The presence of chronic health conditions can also impact aspects of psychological health. In a study that evaluated psychological outcomes among long-term survivors treated with HSCT, 22% of survivors and 8% of sibling controls reported adverse outcomes. Somatic distress was the most prevalent condition and affected 15% of HSCT survivors, representing a threefold higher risk compared with siblings. HSCT survivors with severe or life-threatening health conditions and active chronic GVHD had a twofold increased risk of somatic distress. [93] A report from the CCSS revealed that the presence of chronic pulmonary, endocrine, and cardiac conditions was associated with increased risk of psychological distress symptoms in a sample of 5,021 adult survivors of childhood cancer. [94]

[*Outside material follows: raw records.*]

PR #1405, opened 2017-10-09
Override default browser background-color <select> & <option> for 'CSS only' dark theme

trollderius:
Override default browser background-color ```<select>``` & ```<option>``` for 'CSS only' dark theme:

```
.mdc-select {
  [...]
  background-color: transparent; 
  [...]

  option.mdc-list-item{
    @include mdc-theme-dark {
      background-color: #424242;
    }
  }
}
```
  
(And add .mdc-list-item in <option>'s in demo)

### DIFF
--- a/demos/select.html
+++ b/demos/select.html
@@ -143,13 +143,13 @@
       <section class="example">
         <h2 class="mdc-typography--title">CSS Only</h2>
         <select class="mdc-select">
-          <option value="" selected>Pick a food group</option>
-          <option value="grains">Bread, Cereal, Rice, and Pasta</option>
-          <option value="vegetables" disabled>Vegetables</option>
-          <option value="fruit">Fruit</option>
-          <option value="dairy">Milk, Yogurt, and Cheese</option>
-          <option value="meat">Meat, Poultry, Fish, Dry Beans, Eggs, and Nuts</option>
-          <option value="fats">Fats, Oils, and Sweets</option>
+          <option class="mdc-list-item" value="" selected>Pick a food group</option>
+          <option class="mdc-list-item" value="grains">Bread, Cereal, Rice, and Pasta</option>
+          <option class="mdc-list-item" value="vegetables" disabled>Vegetables</option>
+          <option class="mdc-list-item" value="fruit">Fruit</option>
+          <option class="mdc-list-item" value="dairy">Milk, Yogurt, and Cheese</option>
+          <option class="mdc-list-item" value="meat">Meat, Poultry, Fish, Dry Beans, Eggs, and Nuts</option>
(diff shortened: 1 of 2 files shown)


packages/mdc-select/mdc-select.scss
```diff
@@ -95,6 +96,12 @@
     white-space: nowrap;
     overflow: hidden;
   }
+
+  option.mdc-list-item {
```
Garbee: Why have the `option` selector on this at all?

trollderius: Because it is not necessary to override the option background in a 'js select' like ```li.mdc-list-item```. His parent ```.mdc-theme--dark .mdc-simple-menu``` already has this background.

lynnjepsen:
@trollderius could you maybe provide a code pen or screenshot of exactly what it is you're trying to change?

demos/select.html
```diff
@@ -143,13 +143,13 @@ <h2 class="mdc-typography--title">Fully-Featured Component</h2>
...
         <h2 class="mdc-typography--title">CSS Only</h2>
         <select class="mdc-select">
-          <option value="" selected>Pick a food group</option>
-          <option value="grains">Bread, Cereal, Rice, and Pasta</option>
-          <option value="vegetables" disabled>Vegetables</option>
-          <option value="fruit">Fruit</option>
-          <option value="dairy">Milk, Yogurt, and Cheese</option>
-          <option value="meat">Meat, Poultry, Fish, Dry Beans, Eggs, and Nuts</option>
-          <option value="fats">Fats, Oils, and Sweets</option>
+          <option class="mdc-list-item" value="" selected>Pick a food group</option>
```
amsheehan: I don't think this will actually do anything

packages/mdc-select/mdc-select.scss
amsheehan: Lets take a step back... Is this even doing anything?

Regardless we want to avoid tag selectors at all cost.

amsheehan:
I see now that you are targeting the CSS-only multi-select. If that's the case, then instead of selecting on `option`, please select on `.mdc-list-item`s that are descendants of `.mdc-multi-select`. E.g.:

```
.mdc-multi-select {
  <...>

  .mdc-list-item {
    @include mdc-theme--dark(".mdc-select",  true) {
        @include mdc-theme-prop(background-color, text-secondary-on-dark);
    }

    <...>
  }
}
```

Further, we already have the dark theme mixin set up for multi-select list items [here](https://github.com/material-components/material-components-web/blob/5dabcdf72606e182d44bdaddd386e47ae2da0d77/packages/mdc-select/mdc-select.scss#L336)

lynnjepsen:
We've removed mdc-theme--dark, so this PR is out of date.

Incorporation of psychological screening into clinical visits for childhood cancer survivors may be valuable; however, limiting such evaluations to those returning to long-term follow-up clinics may result in a biased subsample of survivors with more difficulties, and precise prevalence rates may be difficult to establish. A review of behavioral, emotional, and social adjustment among survivors of childhood brain tumors illustrates this point, with the prevalence of psychological maladjustment ranging from 25% to 93%. [95] In a study of 101 adult cancer survivors of childhood cancer, psychological screening was performed during a routine annual evaluation at the survivorship clinic at the Dana Farber Cancer Institute. On the Symptom Checklist 90 Revised, 32 subjects had a positive screen (indicating psychological distress), and 14 subjects reported at least one suicidal symptom. Risk factors for psychological distress included subjects’ dissatisfaction with physical appearance, poor physical health, and treatment with cranial irradiation. In this study, the instrument was shown to be feasible for use in the clinic visit setting because the psychological screening was completed in less than 30 minutes. In addition, completion of the instrument itself did not appear to cause distress in the survivors in 80% of cases. [96] These data support the feasibility and importance of consistent assessment of psychosocial distress in a medical clinic setting.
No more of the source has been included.